Avevo sei o forse sette o forse otto anni. Mi piaceva guardare la televisione. Spesso facevano le pubblicità dei giocattoli. Tra i tanti, c’era Percival “l’aiutante robot”, lo chiamavano. Nello spot, seguiva da vicino il suo padrone umano: un bambino che aveva sei o forse sette o forse otto anni come me e che gli diceva autorevole“Percival fai questo, Percival fai quest’altro”. Anche io morivo dalla voglia di comandare a bacchetta qualcuno, proprio come il fortunato e biondo e tronfio coetaneo mio. 
Sotto Natale, la frequenza e l’intensità dell’impulso televisivo alla compulsione di spendere e spandere non risparmia certo i bambini, anzi. Ancora oggi, ogni due/tre spot, almeno uno è dedicato ai nani acquirenti. Io vedevo ripetutamente Percival sfavillare nel bagliore delle immagini del mio televisore. Forse io e tutti i bambini di sei o forse sette o forse otto anni eravamo, prematuramente, inebetiti davanti alla sconcia possibilità di impugnare uno scettro di radio-comando e imporre la nostra acerba legge su chi, negli anni ottanta del secolo XX, occupava il gradino più basso della moderna scala sociale: il robot.
Percival si ripresentava a me con i suoi passaggi in TV la mattina presto prima di andare a scuola, dopo pranzo prima di fare i compiti e nel tardo pomeriggio dopo bim bum bam. E sempre lo vedevo servizievole, attento e scrupoloso, integerrimo nel suo ruolo di servo a circuiti integrati, con la sua voce modulata in frequenza e i suoi arti meccanici, sgraziati ma efficienti nel trasportare pesi e incombenze che finalmente, grazie a lui, non avrebbero più gravato sull’infanzia del mondo libero.
Più si avvicinava il natale, più io stesso ero diventato monocorde e monotematico nei discorsi con i miei genitori:“voglio percival voglio percival voglio percival”. Cos’altro c’era da dire? Niente: “datemi percival, ecco tutto. E se non ne siete capaci, nascondetevi pure nelle dieci profondità della terra chè tanto ovunque cercherete riparo, il verbo della mia maledizione vi stanerà e non vi darà più pace.”
Ma non ci fu bisogno di minacciare così tanto i miei genitori. Si trattava (e si tratta) di onesti lavoratori, persone perbene innamorate della famiglia e terrorizzati dall’idea deludere un figlio. Semplicemente, bastò attendere il 25 dicembre, e la mattina del santo giorno vidi materializzarsi sotto le fronde dell’abete sintetico il pacco dono contenente il mio servo robotico.
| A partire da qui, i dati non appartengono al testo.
PR #1038, opened 2023-07-24
fix(sidebar): mobile sidebar would stick on chat click

Jekrimo:
### What this PR does 📖

- when you downsize the app a "mobile view" on Linux everything works really well when you click a chat it goes into chat, switching pages shows correct page etc etc but on MacOS and Windows you cant click into chats, and sidebar will persist when switching between pages.

- Resolve #1008 

!Tested only on Windows & Mac currently!


phillsatellite:
So on Windows and Linux this is working really well, on MacOS its almost there. When you switch pages the sidebar will persist and sometimes when you try to open the sidebar while in a chat the sidebar will only open halfway. 

I know this has been a pain of a ticket would it be easier to fix MacOS in a separate PR?

Freaking awesome progress so far though! Thanks Jeff! 

https://github.com/Satellite-im/Uplink/assets/93608357/75114703-b2dc-4c86-a128-7058cb5f540f


https://github.com/Satellite-im/Uplink/assets/93608357/6fdc007a-5a74-43f2-bd67-3242fff2d319

Jekrimo:
I bet another close() was added somewhere that is confusing it again. I'll look into it!

phillsatellite:
Hey Jeff! So with the latest changes on Mac/Windows/Linux when in Desktop view the chats will not appear. Once user minimizes into the mobile view and they click into the chat it will re appear 

https://github.com/Satellite-im/Uplink/assets/93608357/59cec5d4-449d-4d06-b9d6-889ad4ba6850

Jekrimo:
I think I just pushed a fix that should be good!

stavares843:
thanks!

stavares843:
Captura de ecrã 2023-08-11, às 00 19 08

🔨

kit/src/components/nav/mod.rs
```diff
@@ -131,8 +137,12 @@ pub fn Nav<'a>(cx: Scope<'a, Props<'a>>) -> Element<'a> {
                         aria_label: aria_label.to_lowercase() + "-button",
                         icon: route.icon,
                         onpress: move |_| {
+                            //if route is friends or files then close, else leave sidebar open
+                            if f64::from(size.width) <= 600.0 * scale && !(route.to != "/friends" && route.to != "/files"){
```
sdwoodbury, line 141: if the code in `kit` is supposed to be reusable and not dependent on a particular UI, then you can't hard code the `/friends` route here. This logic should be called from the callback - `cx.props.onnavigate`. We should probably make a `Nav` element in `ui/src/components`. 

related - `kit` shouldn't rely on `State` either (line 108).

ui/src/components/chat/sidebar.rs
```diff
@@ -510,8 +512,7 @@ pub fn Sidebar(cx: Scope<Props>) -> Element {
                                 with_badge: badge,
                                 onpress: move |_| {
                                     state.write().mutate(Action::ChatWith(&chat_with.id, false));
-
-                                    if state.read().ui.is_minimal_view() {
```
sdwoodbury, line 514: `is_minimal_view` is used in a lot of places. if it doesn't work, it may be better to calculate `WindowMeta` and use `Action::SetMeta` to update state so that `is_minimal_view` works correctly.

sdwoodbury (changes requested):

kit/src/components/nav/mod.rs
Jekrimo: Dangit, I knew I was gunna put something dumb in kit at some point, thanks for the catch dude!

ui/src/components/chat/sidebar.rs
Jekrimo: I think you're right, prob going to need a state handler to calculate everything and rely on that

Jekrimo:
Closing as issue is resolved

Esperire la frizione che insiste tra piano rappresentativo e quello reale, ovvero più banalmente: capire che quello che vedi in pubblicità è diverso da quello che poi ti ritroverai tra le mani, è una sensazione che non può certo definirsi di fastidio, soprattutto se hai sei o forse sette o forse otto anni. Più propriamente si tratta di una delusione, di una ferita lancinante nel petto che si riproporrà altre volte nella vita: quando avremo a che fare con i nostri sogni, una volta che si sono realizzati. Ma la prima volta che la provi, e hai sei o forse sette o forse otto anni, allora non ce la fai. Non la reggi. Io almeno non l’ho retta.
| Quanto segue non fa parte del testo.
PR #1042, opened 2023-07-24
chore(State): Includes some default values for the UI

InfamousVague:
### What this PR does 📖
Implements default for UI to better control default state values.

### Additional comments 🎤
This also includes some small fixes here and there as well as refactoring how we do the cargo.toml (because the old way was technically invalid TOML which caused most IDEs to complain.)


phillsatellite (approved):

phillsatellite:
Approved by me waiting for Sara too then good to go

stavares843 (approved):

Liberato che ebbi il mio fido vassallo 
dalle grinfie dell’imballo
tosto lo posi in posizione di lavoro 
con voce perentoria che replica non ammette
fosti pagato l’equivalente del tuo peso in oro
e ora se non vuoi che io ti faccia a fette
presto usami la cortesia di seguire la mia signoria
dapprima in bagno a far toeletta
poi di grazia friggi una cotoletta
e alla sera raccontami una dolce poesia
così che morfeo mi accolga tra le sue braccia
e poi domani svegliati all’alba finchè sarà così che di trattarti mi piaccia 

Sapete voi cosa successe? Nulla di tutto questo, ovviamente. Percival non si muoveva al suono della mia voce, in bagno gli dissi “tienimi l’asciugamano” ma le sue braccia rimasero ferme e inermi. L’ultima possibilià gliela diedi allorquando papà disse “piero vai a buttare la spazzatura” e io feci vicino a Percival “lo senti? È per te, e fai presto. Robot.” Percival non si mosse, non si sarebbe mosso mai adesso era chiaro.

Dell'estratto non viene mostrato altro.